==== Task material

PR #4414, opened 2025-09-09
Centralize updating key names

### LINKED ISSUE #4119: Standardize cookie and storage key names

G-Ambatte:
This PR will resolve #4119 .

This PR adds a function to `homebrew.jsx` which checks a map object for any local storage entries with a matching name. When found, the key data is copied to the new name provided by the map object.

- [x] new keys are created
  - [x] new keys are populated with data from old keys
- [x] all old key references are changed to the relevant new key
- [ ] old keys are deleted from local storage

### DIFF
--- a/README.md
+++ b/README.md
@@ -75,8 +75,9 @@ it using the two commands:
 1. `npm install`
 1. `npm start`
 
-You should now be able to go to [http://localhost:8000](http://localhost:8000)
-in your browser and use The Homebrewery offline.
+When the Homebrewery server is started for the first time, it will modify the database to create the indexes required for better Homebrewery performance. This may take a few moments to complete for each index, dependent on how much content is in your local database - a brand new, empty database should be done in seconds.
+
+On completion, you should be able to go to [http://localhost:8000](http://localhost:8000) in your browser and use The Homebrewery offline.
 
 If you had any issue at all, here are some links that may be useful:
 - [Course](https://learn.mongodb.com/courses/m103-basic-cluster-administration) on cluster administration, useful for beginners
@@ -144,4 +145,5 @@ your contribution to the project, please join our [gitter chat][gitter-url].
 [github-mark-duplicate-url]: https://docs.github.com/en/free-pro-team@latest/github/managing-your-work-on-github/about-duplicate-issues-and-pull-requests
 [github-pr-docs-url]: https://docs.github.com/en/free-pro-team@latest/github/collaborating-with-issues-and-pull-requests/creating-a-pull-request
 [gitter-url]: https://gitter.im/naturalcrit/Lobby
+
 
--- a/client/homebrew/editor/editor.jsx
+++ b/client/homebrew/editor/editor.jsx
@@ -40,11 +40,8 @@ const Editor = createClass({
 				style : ''
 			},
 
-			onTextChange  : ()=>{},
-			onStyleChange : ()=>{},
-			onMetaChange  : ()=>{},
-			onSnipChange  : ()=>{},
-			reportError   : ()=>{},
+			onBrewChange : ()=>{},
+			reportError  : ()=>{},
 
 			onCursorPageChange : ()=>{},
 			onViewPageChange   : ()=>{},
@@ -438,7 +435,7 @@ const Editor = createClass({
 					language='gfm'
 					view={this.state.view}
 					value={this.props.brew.text}
-					onChange={this.props.onTextChange}
+					onChange={this.props.onBrewChange('text')}
 					editorTheme={this.state.editorTheme}
 					rerenderParent={this.rerenderParent}
 					style={{  height: `calc(100% - ${this.state.snippetbarHeight}px)` }} />
@@ -451,7 +448,7 @@ const Editor = createClass({
 					language='css'
 					view={this.state.view}
 					value={this.props.brew.style ?? DEFAULT_STYLE_TEXT}
-					onChange={this.props.onStyleChange}
+					onChange={this.props.onBrewChange('style')}
 					enableFolding={true}
 					editorTheme={this.state.editorTheme}
 					rerenderParent={this.rerenderParent}
@@ -467,7 +464,7 @@ const Editor = createClass({
 				<MetadataEditor
 					metadata={this.props.brew}
 					themeBundle={this.props.themeBundle}
-					onChange={this.props.onMetaChange}
+					onChange={this.props.onBrewChange('metadata')}
 					reportError={this.props.reportError}
 					userThemes={this.props.userThemes}/>
 			</>;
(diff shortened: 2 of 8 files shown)


client/homebrew/utils/updateLocalStorage/updateLocalStorageKeys.js
```diff
@@ -0,0 +1,22 @@
+import localStorageKeyMap from './localStorageKeyMap.json' with { type: 'json' };
+
+const updateLocalStorage = function(){
+	// Return if no window and thus no local storage
+	if(typeof window === 'undefined') return;
+
+	// Return if the local storage key map has no content
+	if(Object.keys(localStorageKeyMap).length == 0) return;
```
calculuschild, line 9: Why would this ever be true? Aren't we importing this right at the top?

calculuschild:
I think this is a fine way to do this. If you want to go ahead and delete the old keys from localstorage (so next page load we don't scan over the old key again and overwrite our good value with a stale entry), and change the other pages to use the new names I approve this.

G-Ambatte:
> I think this is a fine way to do this.

There is one key which is constructed from dynamic data: `HOMEBREWERY-DEFAULT-SAVE-LOCATION-username`. In order to accommodate this particular key, the approach might need to change slightly - possibly functions to return the original and new names to construct the dynamic key name.

EDIT: JSON can't store functions... but we can probably keep the static keys in JSON, and add the dynamic key(s) in a function before processing.

> If you want to go ahead and delete the old keys from localstorage (so next page load we don't scan over the old key again and overwrite our good value with a stale entry), and change the other pages to use the new names I approve this.

Can do.

client/homebrew/utils/updateLocalStorage/updateLocalStorageKeys.js
G-Ambatte: It _should_ never be true. However, as we're importing a JSON file which may have different content at some point in the future, I thought I should probably include an escape hatch for empty files.

G-Ambatte:
I've added a check before the local storage key is updated so it will no longer be updated if the key already exists. I have not yet uncommented the line in order to activate the functionality to remove the existing keys.

calculuschild:
> EDIT: JSON can't store functions... but we can probably keep the static keys in JSON, and add the dynamic key(s) in a function before processing.

We could just make it a .js file and hold a normal javascript object. Kind of like we do with our `snippets.js` dropdown menu definitions.

G-Ambatte:
> We could just make it a .js file and hold a normal javascript object. Kind of like we do with our `snippets.js` dropdown menu definitions.

I've changed the JSON file to a JS file that exports a `getLocalStorageMap` function, so all of the code that defines the old and new names of the local storage keys now exists in a single file.

---

**BUG SQUASHING:** I've noticed that saving from the New Page does not currently clear the content. After some investigation, it appears that what is actually happening is that the keys ARE cleared, however when the page loads on the Edit Page, the absent keys are repopulated from the old key names (because the new keys no longer exist).
So this issue will be resolved once we activate the key deletion.

client/homebrew/utils/updateLocalStorage/localStorageKeyMap.js
```diff
@@ -0,0 +1,35 @@
...
+		'homebrewery-recently-viewed' : 'HB_nav_recentlyViewed',
+
+		'hb_toolbarState'      : 'HB_renderer_toolbarState',
+		'hb_toolbarVisibility' : 'HB_renderer_toolbarVisibility'
+	};
+
+	if(global?.account?.username){
+		const username = global.account.username;
+		 localStorageMap[`HOMEBREWERY-DEFAULT-SAVE-LOCATION-${username}`] = `HB_editor_defaultSave_${username}`;
+	}
```
calculuschild, line 30: Do we need to also map the case where there is no user logged in? On the newPage.jsx it would have been: "HOMEBREWERY-DEFAULT-SAVE-LOCATION-''

Maybe this is ok, because I can't think of a case where this "no-username" key would actually be created, since it is only set from a logged-in user's accountPage.

client/homebrew/utils/updateLocalStorage/updateLocalStorageKeys.js
```diff
@@ -0,0 +1,23 @@
...
+	const localStorageKeyMap = getLocalStorageMap();
+	if(Object.keys(localStorageKeyMap).length == 0) return;
+
+	const storage = window.localStorage;
+
+	Object.keys(localStorageKeyMap).forEach((key)=>{
+		if(storage[key] && !storage[localStorageKeyMap[key]]){
+			const data = storage.getItem(key);
+			storage.setItem(localStorageKeyMap[key], data);
+			// storage.removeItem(key);
```
calculuschild, line 17: Just make sure to uncomment before we merge.

client/homebrew/utils/updateLocalStorage/localStorageKeyMap.js
G-Ambatte: If there is no user is logged in, then they cannot possibly be linked to a Google account, so the only option is to save to Homebrewery.

calculuschild:
Do you want to close and reopen this for hacktoberfest?

client/homebrew/utils/updateLocalStorage/localStorageKeyMap.spec.js
calculuschild, line 1: I'm not sure we need testing for this one; feels a little much since it's just a find-and-replace of localstorage keys, (not validating any API or Markdown spec) and these tests are a lot of lines for what amounts to just checking the size of the mapping array.

Was CircleCI complaining about code coverage?

G-Ambatte: I was trying to keep ahead of the coverage testing complaints. I'll push a new PR soon that handles the updated pages.

G-Ambatte:
Closing this PR in favor of an updated PR that handles the new pages correctly.

PR #4430, opened 2025-09-27
Clean Up Common features of new/home/edit

calculuschild:
## Description

Just further cleanup and getting common names and structures set up between all three pages while keeping the unique bits functional.


5e-Cleric (approved):
So much for keeping PRs small..

Looks good to me.

PR #4434, opened 2025-10-01
Fix dev background

5e-Cleric:
For some reason when the developing background was added, it was added just for the edit page and new, not for userpage, vault, or account page.

This PR moves the background from the brewRenderer up into homebrew.jsx


client/homebrew/homebrew.jsx
```diff
@@ -42,15 +41,35 @@ const Homebrew = (props)=>{
...
 	global.enable_themes = enable_themes;
 	global.config        = config;
 
+	const backgroundObject = ()=>{
+		if(!isClient) return null;
+		if(config.deployment) {
+			return {
+				backgroundImage : `url("data:image/svg+xml;utf8,<svg xmlns='http://www.w3.org/2000/svg' version='1.1' height='100px' width='200px'><text x='0' y='15' fill='%23fff7' font-size='20'>${config.deployment}</text></svg>")`
+			};
+		} else if(config.local) {
```
G-Ambatte: More of a style comment than actual code functionality: `else` is not required here. As the preceding `if` will `return` out of the function when true, anything after the first `if` completes is effectively an `else` condition.

client/homebrew/homebrew.jsx
```diff
@@ -42,15 +41,35 @@ const Homebrew = (props)=>{
...
 	global.version       = version;
 	global.enable_v3     = enable_v3;
 	global.enable_themes = enable_themes;
 	global.config        = config;
 
+	const backgroundObject = ()=>{
+		if(!isClient) return null;
+		if(config.deployment) {
+			return {
+				backgroundImage : `url("data:image/svg+xml;utf8,<svg xmlns='http://www.w3.org/2000/svg' version='1.1' height='100px' width='200px'><text x='0' y='15' fill='%23fff7' font-size='20'>${config.deployment}</text></svg>")`
```
G-Ambatte: Potentially a DRY issue... What do you think of something like this?
```
if(!isClient) return null;
if(config.deployment || config.local){
  const bgText = config.deployment || 'Local';
  return {
    backgroundImage : `url("data:image/svg+xml;utf8,<svg xmlns='http://www.w3.org/2000/svg' version='1.1' height='100px' width='200px'><text x='0' y='15' fill='%23fff7' font-size='20'>${bgText}</text></svg>")`
  };
}
return null;
}
```

G-Ambatte (approved):
As this PR is fully functional in the deployment; comments provided are suggestions for alternative implementations of the same functionality, so ultimately stylistic rather than functionality.

It's a good change to cover use cases that I didn't consider when implementing the original functionality.

client/homebrew/homebrew.jsx
5e-Cleric: Hey, the original code was yours, if i recall, i just took it to the correct place, but, yeah, i will give this a go

client/homebrew/homebrew.jsx
```diff
@@ -42,15 +41,32 @@ const Homebrew = (props)=>{
 		brews
 	} = props;
 
+	const [isClient, setIsClient] = useState(false);
+
+	useEffect(()=>{
+		setIsClient(true);
+	}, []);
+
```
calculuschild: Two comments related to `isClient`:

1) Can we just use `typeof window !== undefined` instead of this whole state/useEffect thing?
2) Why do we care if we are in a client? Can we just remove that altogether?

5e-Cleric: if i remember correctly, the following function runs before the client is created, and will throw errors. UseEffect updates this meaningless state when the client is loaded, which then allows for the rest to be checked reliably. But don't quote me on that, that's not my function, its @G-Ambatte's, i moved it, didn't make it.

Have had that happen in other cases though.

calculuschild: Ok. Just looking at the diff, `isClient` did not exist at all before this PR, and there was no check for being in the client; we were just relying on the config to tell us if we were in a deployment environment. I would assume we are still safe to just use the config environment without introducing a new state or a check for being in the client.

5e-Cleric:
Huh, well, i know i added it for a reason, but since removing it doesn't seem to break anything... out it goes.

calculuschild:
Looks good to me. I'm going to merge!

Issue #4424, opened 2025-09-22
Add separation between scroll bar and text in Editor panel


Falconloft:
### Your idea:

Issue: When trying to click the end of a text line, it is exceedingly easy to click the scroll bar instead. 

Fix: Adjust the margin from -50px to -40px. -45px may even be enough, but after testing, -40 seems better.

```
.CodeMirror-scroll {
    overflow: scroll !important;
    margin-bottom: -50px;
    margin-right: -40px;
    padding-bottom: 50px;
    height: 100%;
    outline: none;
    position: relative;
    z-index: 0;
}
```

Gazook89:
I vote just removing the custom styling of the scroll bars entirely, so you can see the border again. 

This is what I did in this [expansive PR](https://github.com/naturalcrit/homebrewery/pull/4122), demo here (if the demo still works): https://homebrewery-pr-4122.herokuapp.com/

Falconloft:
> I vote just removing the custom styling of the scroll bars entirely, so you can see the border again.

I'm good with that too.

5e-Cleric:
Custom styles for the scrollbar completely removed, will be coming with the next update, we are behind schedule on that.

PR #3388, opened 2024-04-02
Custom scrollbar fixes

5e-Cleric:
Should be easy to review, again.

Issue #3355, opened 2024-03-18
Custom scrollbar


ericscheid:
### Your idea:

[5e-Cleric](https://github.com/5e-Cleric) writes..

> PR #3346 adds in a scrollbar that i personally like more than the basic one:
> 
> <img width="284" alt="image" src="https://github.com/naturalcrit/homebrewery/assets/91662974/59342880-7dd4-4503-854a-b5c14b645c39">
> 
> The color is the inverse color of the background. 
> 
> Everyone will have an opinion on the color, so feel free to comment.
> 
> A border radius can be added, but sacrificing the space between the bar and the edge of the screen

ericscheid:
Adding as an issue for ease of finding in the future. 

(All PRs really should start from an issue, fwiw)

calculuschild:
Making note of this exchange about having the scrollbar auto-hide, so it doesn't get lost:

> On MacOS, I have the option of having scroll bars auto-hide, but this css has the thumb always visible. Blech.

> It would likely need a onScroll event on the brewRenderer to change the opacity of the scroll bar (with a fade transition to make it smooth).

> Right. I don't think there is a CSS-only way to detect the scrolling state. It is possible with Javascript. Found this example that uses event listeners:
>
> ```
>    const scrollableDiv = document.getElementById("scrollable");
>    let scrollingTimeout;
>
>    scrollableDiv.addEventListener("scroll", () => {
>      clearTimeout(scrollingTimeout);
>      scrollableDiv.style.setProperty("--scrollbar-thumb-color", "black");
>      scrollingTimeout = setTimeout(() => {
>        scrollableDiv.style.setProperty("--scrollbar-thumb-color", "rgba(90, 90, 90, 0.5)");
>      }, 300); // Adjust the delay as needed
>    });
> ```

G-Ambatte:
A minor layout issue with the new scrollbar - the page numbers appear under the scroll bar.

![image](https://github.com/naturalcrit/homebrewery/assets/19826659/8ebfbe72-9894-4e59-aaa3-2e533c3224ff)

Gazook89:
I know this is merged already, and there was an opportunity to comment before it was, so this is sort of pissing in the wind--- but I'm not a huge fan of this change.  

[...]

PR #3346, opened 2024-03-06
Custom scrollbar 

5e-Cleric:
This PR adds in a scrollbar that i personally like more than the basic one:

image

The color is the inverse color of the background. 

Everyone will have an opinion on the color, so feel free to comment.

A border radius can be added, but sacrificing the space between the bar and the edge of the screen

PR #4435, opened 2025-10-01
remove custom scrollbar styles

5e-Cleric:
# Contents
Ever since the custom scrollbar was added to the editor panel in (#3346) and fixed (#3388), a number of people has complained about it, and reported in some systems it still hides some text, therefore, this PR removes it.

Related issues:

#4424
#3355

# As for testing

There is not much to test, its a CSS only PR:

## Before

image

## After the change

image


G-Ambatte (approved):
Works perfectly in deployment.

Hopefully this will resolve the known issue for Mac users that the end of the text disappears under the scrollbar, but unfortunately I can't test that as I don't have a Mac device.

5e-Cleric:
Gazook tested and sees the issue fixed, merging!

PR #4436, opened 2025-10-01
Add indexes to Mongo schema

G-Ambatte:
This PR adds the indexes used on the Production MongoDB to the schema, and modifies the MongoDB connection properties so that these indexes will be built during Local/Docker installations without requiring user action.

The autobuild property is  only `true` for local installations, so this change is intended to have no effect on the Production install.


5e-Cleric (commented):
Looks good, but i can't approve until i test it on local, provide explicit testing steps, please.

G-Ambatte:
> Looks good, but i can't approve until i test it on local, provide explicit testing steps, please.

I can provide better instructions tomorrow, but in short:

1. Connect to your local Homebrewery DB using Compass or similar
2. Delete all indexes
3. Build the PR branch and start a local Homebrewery instance as normal (NODE _ENV set to local or docker)
4. Once the server is started, return to Compass and refresh the indexes view. You should observe that many indexes have now been created.

EXTRA CREDIT: Repeat the above steps for NODE_ENV set to production and observe that NO indexes are created.

PR #4438, opened 2025-10-02
Fix default save location functionality

### LINKED ISSUE #4437: New Page no longer respect default Save Location
While working on an unrelated PR, I discovered that saving from the New Page is no longer respecting the selected Default Save Location - in my case, my account is linked to Google but the default save location is Homebrewery, and New Page was incorrectly attempting to save to Google.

========

_What you have to do_
From the data above, copy each line that holds "global".

_Solution for this exercise_
+	if(global?.account?.username){
+		const username = global.account.username;
 	global.enable_themes = enable_themes;
 	global.config        = config;
 	global.version       = version;
 	global.enable_v3     = enable_v3;
 	global.enable_themes = enable_themes;
 	global.config        = config;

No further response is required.